Long-term target architecture

  • Add an AsyncEngine configured for the intended async driver.
  • Add an async_sessionmaker that yields AsyncSession instances.
  • Add a dedicated async dependency such as get_async_db_session() rather than overloading get_db_session().
  • Update migrated handlers and helper functions to use async database access:
    • await session.execute(...)
    • await session.scalars(...)
    • other AsyncSession-compatible patterns as needed

Long-term migration guidance

  • Migrate by subsystem, not all at once.
  • Start with a bounded route/helper cluster where the query patterns are understood.
  • Keep sync and async paths separate during migration to avoid ambiguous dependencies and accidental sync calls from async routes.
  • Treat helper-layer migration as part of the work. Converting route signatures alone is insufficient if the helper functions still expect synchronous sessions.

Non-goals and cautions

  • Do not claim the repo already has a working async DB session path unless one is actually implemented and used.
  • Do not treat “switch everything to async” as a trivial refactor.
  • Do not mix AsyncSession route code with synchronous helper/query internals.

Recommended Path

The recommended order is:

  1. Convert database-bound async def routes that do not use await into plain def.
  2. Validate behavior and measure the effect on responsiveness.
  3. Introduce a dedicated async DB stack.
  4. Migrate selected route/helper subsystems incrementally to AsyncSession.

This sequence delivers immediate concurrency improvement with limited risk, while preserving a clear path to a full async architecture later.

Acceptance Criteria

Short-term acceptance criteria

  • Targeted API tests continue to pass after async def to def conversions.
  • HTTP behavior is unchanged:
    • same routes,
    • same auth requirements,
    • same status codes,
    • same payload shapes.
  • Concurrency smoke checks or request-timing instrumentation show that DB-heavy requests no longer block the event loop thread for that worker in the same way they do today.

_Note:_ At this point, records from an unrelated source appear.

PR #5948, opened 2024-11-03
Improvement: Radar auto-zoom on cargo cannisters

mwerle:
Similar to auto-zooming on ships, add the capability for the radar to auto-zoom on cargo containers. This is very useful when scooping multiple cargo containers in an area, as otherwise the radar is liable to zoom out to max-zoom-range in-between scooping containers. This makes it very difficult to lock on to the next container.

TODO: 

The radar should be switchable between auto and manual modes, with the manual mode being controllable by the keyboard/joystick. 

A radar mode and range indicator might also be useful to add.

In future, different radar equipment could provide different ranges and/or capabilities.

### DIFF
--- a/data/pigui/modules/radar.lua
+++ b/data/pigui/modules/radar.lua
@@ -122,6 +122,7 @@ local function display3DRadar(center, size)
 	local navTarget = player:GetNavTarget()
 	local maxBodyDist = 0.0
 	local maxShipDist = 0.0
+	local maxCargoDist = 0.0
 
 	radar.size = size
 	radar.zoom = currentZoomDist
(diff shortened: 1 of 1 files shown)


bszlrd:
The ability to switch radar zoom modes would be most welcome. I think you could do that with the old radar on the old dashboard UI, but not sure if it ever worked. 
I'd imagine that there could be a target mode, where your target would define the zoom, and the ship would stay at the edge of the disk until it is close to being in weapon range.

Web-eWorks (approved):
Would you like to track the TODO items somewhere else or address them before merge?

I give this branch my blessing as a useful feature.

mwerle:
> Would you like to track the TODO items somewhere else or address them before merge?
> 
> I give this branch my blessing as a useful feature.

I think the TODO is going to be non-trivial (and I mostly wrote it as a braindump rather than something specifically for this PR) but i think the change as-is is already quite valuable and could be merged as an immediate QoL improvement.

Captured the TODO here (please let me know if there's a better place) :

https://github.com/mwerle/pioneer/issues/3

Web-eWorks:
That is a good enough spot - do note that you (should) have the ability to push changes to the dev docs now, to document "officially accepted" ~~pipe dreams~~ future development plans.

PR #5949, opened 2024-11-03
feat: degrade scooped cargo requiring cargo life support

mwerle:
If there is no cargo bay life-support module installed, scooping certain cargo cannisters should degrade their contents.

This PR randomly turns live animals into animal meat, fertilizer, or even rubbish. Slaves are turned into fertilizer or rubbish.

### DIFF
--- a/data/modules/LifeSupport.lua
+++ b/data/modules/LifeSupport.lua
@@ -23,6 +23,23 @@ local function LifeSupportCallback(self)
 	if commodityName then
 		cargoMgr:RemoveCommodity(Commodities[commodityName], 1)
 
+		-- randomly convert the commodity into a suitable alternative
+		-- TODO: have a more generic check instead of hard-coding the only two commodities which current require life-support.
+		local dice = 0
+		if commodityName == "live_animals" then
+			Engine.rand:Integer(0,3)
+		elseif commodityName == "slaves" then
+			Engine.rand:Integer(0,2)
+		end
+		if dice == 3 then
+			commodityName = "animal_meat"
+		elseif dice == 2 then
+			commodityName = "fertilizer"
+		else
+			commodityName = "rubbish"
+		end
+		cargoMgr:AddCommodity(Commodities[commodityName], 1)
+
 		if self == Game.player then
 			Game.AddCommsLogLine(lc.CARGO_BAY_LIFE_SUPPORT_LOST)
 		end
--- a/data/modules/LifeSupport.lua
+++ b/data/modules/LifeSupport.lua
@@ -27,9 +27,9 @@ local function LifeSupportCallback(self)
 		-- TODO: have a more generic check instead of hard-coding the only two commodities which current require life-support.
 		local dice = 0
 		if commodityName == "live_animals" then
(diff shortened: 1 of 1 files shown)


mwerle:
Quick way to test: add a bunch of "live animals" and/or "slaves" to your ship (as long as it doesn't have cargo life-support) using the debug menu and watch them slowly get composted..

Web-eWorks:
I know this is the way the original Elite/Frontier did it, but long-term I don't think we should keep this change. IMO it might be more appropriate to have a "dead animals" or "dead slaves" commodity item which they turn into, with the presentation to the user that it's a distinct state of the original cargo item, akin to something like a cargo container of `Fine Artistry [Ruined]`.

This also provides additional hooks for gameplay, perhaps the legal punishment for carrying or dumping dead animals is worse than the punishment for carrying live animals in jurisdictions which prohibit them, and the only way to get rid of the cargo container is to jettison it outside of sensor range or to deal with the station's black market.

From a technical perspective, this is fine enough in the short term, though it is quite dark. I'd question specifically if scooped "person containers" (i.e. escape pods, slaves) should degrade over time, or if they would have life support built in - in my mind, cargo bay life support is needed for transporting perishable goods like fruits, vegetables, and livestock; people are only ever stored in a cargo hold if they're in some sort of cryostasis / life-support providing conveyance.

impaktor:
I think this is a net improvement.
 No telling how many years it will be until we get "the real way to do it, with added game play".

mwerle:
The original Elite had "Slaves" carried in cryogenic pods; ie, 1 "unit" of Slaves was the Slave, plus the cryogenic machinery needed to keep them alive.

In Frontier/FFE, Slaves were presumably carried live in some sort of in-hold containment cell, since in those games, they did degrade to Fertilizer if the cargo bay life-support failed. But that also begs the question of needing to have food and water on-board to feed them - in these games a trip can take many weeks, after all. The latter also applies to live animals.
(EDIT: Having just re-read the FFE manual, the Cargo Bay Life-Support module includes food and drink dispensers.. although would have been an interesting game-mechanic to have to ensure that you keep grain/food/water on-board sufficient to keep your cargo alive for the trip..)

The fact we still have Slaves in the first place in the 33rd century is what bothers me, if anything. This is just some dark humour (which, admittedly, may no longer be socially acceptable).

----

I'm ambivalent as to how we fix this; but just removing the cargo as per the current implementation is, IMHO, the worst solution.

Web-eWorks:
With @impaktor's sign-off, I'll merge it as is, given that it is a net-improvement to the mass mysteriously vanishing from the hold.

mwerle:
Ayaah...  thank you for the merge, but there was a `fixup` commit which should have been squashed first. Now my mistake will live on in eternity! Lol.

Web-eWorks:
Oops. My bad for not looking at the commit list more closely - I normally just review the diff :smile:

mwerle:
No worries; was just a joke.  But as I (think) I mentioned before, I'm currently working with someone who is absolutely anal about "clean" commit histories..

Long-term acceptance criteria

  • Migrated endpoints pass the existing API test coverage for their subsystem.
  • The async session lifecycle is correct for successful and failing requests.
  • Migrated async def routes do not call synchronous session helpers.
  • Before/after measurements are captured for latency and concurrency so the migration can be evaluated against real behavior rather than assumptions.

Defaults And Assumptions

  • This document is written for maintainers and assumes familiarity with FastAPI and SQLAlchemy internals.
  • The document is self-contained and does not require code changes to be useful.
  • The recommended short-term action is intentionally conservative and does not prescribe a file-by-file rollout sequence.
  • The recommended long-term action is a staged migration, not a flag-day rewrite.